What to produce ▸ Repeat exactly, please, the lines that begin at the start of the listing and end at the line holding "- [ ] The PR".
***** Data shown *****
PR #13564, opened 2018-12-06
Enhancement of split op with indices option

HyperZealot:
## Description ##
Support split by arbitrary ranges through addition of indices option.

### Essentials ###
Please feel free to remove inapplicable items for your PR.
- [ ] The PR title starts with [MXNET-$JIRA_ID], where $JIRA_ID refers to the relevant [JIRA issue](https://issues.apache.org/jira/projects/MXNET/issues) created (except PRs with tiny changes)
- [ ] Changes are complete (i.e. I finished coding on this PR)
- [ ] All changes have test coverage:
- Unit tests are added for small changes to verify correctness (e.g. adding a new operator)
- Nightly tests are added for complicated/long-running ones (e.g. changing distributed kvstore)
- Build tests will be added for build configuration changes (e.g. adding a new build option with NCCL)
- [ ] Code is well-documented: 
- For user-facing API changes, API doc string has been updated. 
- For new C++ functions in header files, their functionalities and arguments are documented. 
- For new examples, README.md is added to explain the what the example does, the source of the dataset, expected performance on test set and reference to the original paper if applicable
- Check the API doc at http://mxnet-ci-doc.s3-accelerate.dualstack.amazonaws.com/PR-$PR_ID/$BUILD_ID/index.html
- [ ] To the my best knowledge, examples are either not affected by this change, or have been fixed to be compatible with this change

### Changes ###
- [x] Indices option for split op
- [x] Unit tests

PR #13687, opened 2018-12-19
split_v2 operator

HyperZealot:
## Description ##
New version of split operator to match the behavior of [numpy.split](https://docs.scipy.org/doc/numpy-1.15.1/reference/generated/numpy.split.html)

### Essentials ###

### Changes ###
- [x] New Split_v2 operator
- [x] Unit tests

### DIFF
--- a/python/mxnet/ndarray/ndarray.py
+++ b/python/mxnet/ndarray/ndarray.py
@@ -47,7 +47,7 @@ __all__ = ["NDArray", "concatenate", "_DTYPE_NP_TO_MX", "_DTYPE_MX_TO_NP", "_GRA
            "imdecode", "lesser", "lesser_equal", "logical_and", "logical_or", "logical_xor",
            "maximum", "minimum", "moveaxis", "modulo", "multiply", "not_equal", "onehot_encode",
            "power", "subtract", "true_divide", "waitall", "_new_empty_handle", "histogram",
-           "to_dlpack_for_read", "to_dlpack_for_write", "from_dlpack"]
+           "split_v2", "to_dlpack_for_read", "to_dlpack_for_write", "from_dlpack"]
 
 _STORAGE_TYPE_UNDEFINED = -1
 _STORAGE_TYPE_DEFAULT = 0
@@ -1132,6 +1132,14 @@ fixed-size items.
         this array as data.
         """
         return op.split(self, *args, **kwargs)
+
+    def split_v2(self, *args, **kwargs):
+        """Convenience fluent method for :py:func:`split_v2`.
+
+        The arguments are the same as for :py:func:`split_v2`, with
+        this array as data.
+        """
+        return split_v2(self, *args, **kwargs)
 
     def slice(self, *args, **kwargs):
         """Convenience fluent method for :py:func:`slice`.
@@ -3901,6 +3909,12 @@ def histogram(a, bins=10, range=None):
         Values outside the range are ignored. The first element of the range must be less than or
         equal to the second. range affects the automatic bin computation as well, the range will
         be equally divided by the number of bins.
+
+    Returns
+    -------
+    NDArray
+        A created array.
+
     """
 
     # pylint: disable= no-member, protected-access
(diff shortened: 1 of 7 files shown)


Roshrini:
@HyperZealot Thanks for working on this.

python/mxnet/ndarray/ndarray.py
```diff
@@ -1133,6 +1133,14 @@ def split(self, *args, **kwargs):
         """
         return op.split(self, *args, **kwargs)
 
+    def split_v2(self, *args, **kwargs):
+        """Convenience fluent method for :py:func:`split_v2`.
+
+        The arguments are the same as for :py:func:`split_v2`, with
+        this array as data.
+        """
+        return split_v2(self, *args, **kwargs)
```
zheng-da: call itself?

python/mxnet/symbol/symbol.py
```diff
@@ -2967,4 +2980,44 @@ def histogram(a, bins=10, range=None, **kwargs):
...
+    """
+    indices = []
+    sections = 0
+    if isinstance(indices_or_sections, int):
+        sections = indices_or_sections
+    elif isinstance(indices_or_sections, tuple):
+        indices = [0] + list(indices_or_sections)
+    else:
+        raise ValueError('indices_or_sections must either int or tuple of ints')
+    return _internal._split_v2(ary, indices, axis, squeeze_axis, sections)
```
zheng-da: why the symbol implementation and ndarray implementation are different? the ndarray impl always computes indices and here it may pass the number of sections directly.

src/operator/tensor/matrix_op-inl.h
```diff
@@ -2520,6 +2520,323 @@ void SpaceToDepthOpForward(const nnvm::NodeAttrs& attrs,
...
+              " **Note** that setting `squeeze_axis` to ``true`` removes axis with length 1"
+              " only along the `axis` which it is split."
+              " Also `squeeze_axis` can be set to ``true``"
+              " only if ``input.shape[axis] == num_outputs``.");
+    DMLC_DECLARE_FIELD(sections).set_default(0)
+    .describe("Number of sections if equally splitted. Default to 0 which means split by indices.");
+  }
+};  // struct SplitParam
+
+inline TShape GetSplitIndices(const TShape& ishape, int axis, int sections) {
```
zheng-da: maybe return `Tuple` may make more sense.

HyperZealot: TShape is also a Tuple: https://github.com/dmlc/tvm/blob/master/nnvm/include/nnvm/tuple.h#L325. But maybe I can also switch to nnvm::Tuple<int>.

HyperZealot:
@apeforest Please also avoid v2 of the same question as well, I think ur question was asked by @rongzha1 already.
This version is to support split of an array at arbitrary points along as axis while the previous split only supported equal splits along an axis, to match numpy behavior of the same operator.
On the other hand, there was some API-breaking changes to cpp-package in my first attempt to modify the original split operator [here](https://github.com/apache/incubator-mxnet/pull/13564) so that's why I'm moving to creation of a new operator.

Roshrini:
@zheng-da Can you take a look again to see if your comments are addressed? Thanks

src/operator/tensor/matrix_op-inl.h
```diff
@@ -2520,6 +2520,323 @@ void SpaceToDepthOpForward(const nnvm::NodeAttrs& attrs,
...
+                                  const DType *in_data, DType** out_data, const size_t* indices,
+                                  const size_t num_sections, const size_t axis_size,
+                                  const size_t trailing_size) {
+    size_t idx = i / trailing_size % axis_size;
+    size_t target = 0;
+    for (size_t section = 0; section < num_sections; target = section++) {
+      if (indices[section] > idx) {
+        break;
+      }
+    }
```
zheng-da: another way to write this is:
```c++
for (size_t section = 0; section < num_sections && indices[section] <= idx; target = section++);
```

src/operator/tensor/matrix_op-inl.h
```diff
@@ -2520,6 +2520,323 @@ void SpaceToDepthOpForward(const nnvm::NodeAttrs& attrs,
...
+    DType* target_data = out_data[target];
+    const size_t mid_idx = idx - indices[target];
+    const size_t head_idx = i / (trailing_size * axis_size);
+    const size_t tail_idx = i % trailing_size;
+    const size_t section_size = indices[target + 1] - indices[target];
+    const size_t target_idx =
+      head_idx * trailing_size * section_size + mid_idx * trailing_size + tail_idx;
+    target_data[target_idx] = in_data[i];
```
zheng-da: I'm a little concerned about this kernel. It takes a lot of computation to copy an element from the original array to a destination array. At least we should copy the entire row unless we split in the last dimension.

src/operator/tensor/matrix_op-inl.h
```diff
@@ -2520,6 +2520,323 @@ void SpaceToDepthOpForward(const nnvm::NodeAttrs& attrs,
...
+  }
+};
+
+struct ConcatenateKernel {
+  /*!
+   * \brief Map function for split operator indices option
```
zheng-da: This comment is confusing.

HyperZealot: Done.

src/operator/tensor/matrix_op-inl.h
HyperZealot: done

src/operator/tensor/matrix_op-inl.h
HyperZealot: I doubt if memcpy is optimal for all cases actually, and splitting the kernel into 2 versions would also make the code harder to maintain and manage, what do you think if we treat that as a further optimization and do it in a follow-up PR so that the users of DGL can enjoy this new op ASAP?

Issue #13658, opened 2018-12-16
Converting MX array to DLPack crashes when MX array goes out-of-scope


jermainewang:
## Description
Converting MX NDArray to DLPack, then to other framework's DLPack-compatible NDArray causes memory corruption when the origin MX NDArray goes out-of-scope.

## Environment info (Required)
*****
Response to this task ▸
PR #13564, opened 2018-12-06
Enhancement of split op with indices option

HyperZealot:
## Description ##
Support split by arbitrary ranges through addition of indices option.

### Essentials ###
Please feel free to remove inapplicable items for your PR.
- [ ] The PR title starts with [MXNET-$JIRA_ID], where $JIRA_ID refers to the relevant [JIRA issue](https://issues.apache.org/jira/projects/MXNET/issues) created (except PRs with tiny changes)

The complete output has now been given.